*WHAT TO WORK ON*:
Your task is to output the data exactly as it stands.

*DATA SEGMENT*:
PR #1179, opened 2024-09-27
Implement stream scrubbing on add_event, get_stream, and stream sync for local streams

clemire:
This PR includes a simple E2E test case and a suite of go tests.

*REPLY TO THE EXERCISE*:
PR #1179, opened 2024-09-27
Implement stream scrubbing on add_event, get_stream, and stream sync for local streams

clemire:
This PR includes a simple E2E test case and a suite of go tests.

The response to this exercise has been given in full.